Antibiotic resistance is a growing problem that threatens human health globally. Infections caused by methicillin-resistant Staphylococcus aureus (MRSA) and vancomycin-resistant enterococci (VRE) (see Pootoolal, J., et al., Annu. Rev. Pharmacol. Toxicol. 2002, 42, 381; and Raad, I. I., et al., Antimicrob. Agents Chemother. 2004, 48, 3583) are very dangerous and can be life threatening especially for patients whose immune systems have been compromised due to HIV, surgery or other illness. During the recent decades, the effort of discovering novel antibacterial agents has slowed down; in fact, oxazolidinones are the only new class of synthetic antibacterial agents over the past 30 years that possess totally new structures compared to existing antibacterial agents. See in this connection Brickner, S. J., Curr. Pharma. Design 1996, 2, 175; Diekema, D. J. and Jones, R. N., Lancet 2001, 358, 1975; Hollingsworth, R. I. and Wang, G., Kirk-Othmer Encyclopedia of Chemical Technology, Dec. 19, 2003; and Bozdogan, M. and Appelbaum, P. C., Int. J. Antimicrob. Agents 2004, 23, 113. The first compound of this class, Linezolid 1 (FIG. 1), was approved in 2000 for the treatment of multi-drug resistant bacterial infections including diseases caused by MRSA, VRE and Streptoccus pneumoniae. Oxazolidinones bind to the 50S subunit of the bacterial ribosome and inhibit protein synthesis at a very early stage by preventing the initiation of mRNA translation. Because they target the bacterial protein synthesis at an early stage, drug resistance was expected to be rare; however resistance to Zyvox (Linezolid) has already been reported (see Barbachyn, M. R. and Ford, C. W., Angew. Chem. Int. Ed. Engl. 2003, 42, 2010; and Hutchinson, D. K., Curr. Top. Med. Chem. 2003, 3, 1021).
Some structures of the existing small molecule antibacterial agents are shown in FIG. 1. These include Linezolid (1), Ciprofloxacin (2), Sulfonamide (3) and Chloramphenicol (4). The very general features of these agents are that they all contain aromatic and/or heterocyclic structures and they have heteroatom substituents such as halo, amino and/or hydroxyl groups. Linezolid has oxazolidinone as its core structure, which is important for its activity. Ciprofloxacin is one example of the fluoroquinolone class of antibiotics. See in this connection Higgins, P. G., et al., Curr. Drug Targets 2003, 4, 181; Zhanel, G. G., et al., Drugs 2002, 62, 13; Drlica, K. and Malik, M., Curr. Top. Med. Chem. 2003, 3, 249; Chen, Y.-L., et al., J. Med. Chem. 2001, 44, 2374; Hu, X. E., et al., J. Med. Chem. 2003, 46, 3655. They kill bacteria by inhibiting DNA gyrase enzyme which is essential for DNA replication. The structure of ciprofloxacin contains a fused aromatic ring with a fluorine substituent and a polar piperazine substituent. Sulfonamide contains phenyl sulfonyl phenyl amines. The sulfonamides are inhibitors of the bacterial enzymes required for the synthesis of tetrahydrofolate (see Masters, P. A., et al., Arch. Internal Medicine 2003, 163, 402), an essential nutrient for bacterial growth. Chloramphenicol contains substituted nitrophenol with dichloromethyl acetamido functional groups. It also inhibits bacterial protein synthesis and is a broad spectrum antibiotic for both Gram positive and Gram negative bacteria, but chloramphenicol has some serious side effects (see Mitscher, L. A., et al., Med. Res. Rev. 1999, 19, 477).

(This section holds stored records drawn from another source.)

PR #1051, opened 2023-03-13
Add config to tell JVBs to use SCTP datachannels for relay-to-relay bridge channels.

JonathanLennox:


jicofo-common/src/main/kotlin/org/jitsi/jicofo/OctoConfig.kt
```diff
@@ -29,6 +29,10 @@ class OctoConfig {
         "jicofo.octo.allow-mixed-versions".from(newConfig)
     }
 
+    val sctpChannels: Boolean by config {
+        "jicofo.octo.sctp-channels".from(newConfig)
```
bgrozev, line 33: This doesn't match `reference.conf`  (it uses "sctp-datachannels")

bgrozev (approved):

Many new antibacterial agents are designed based on modification of the existing structural classes; since the antibiotic assay is easy to carry out, the modes of action of the agents often are discovered after finding them active.
It would be desirable to have a novel class of compounds which shows antibacterial activity, and especially compounds that show a high level of antibacterial activity.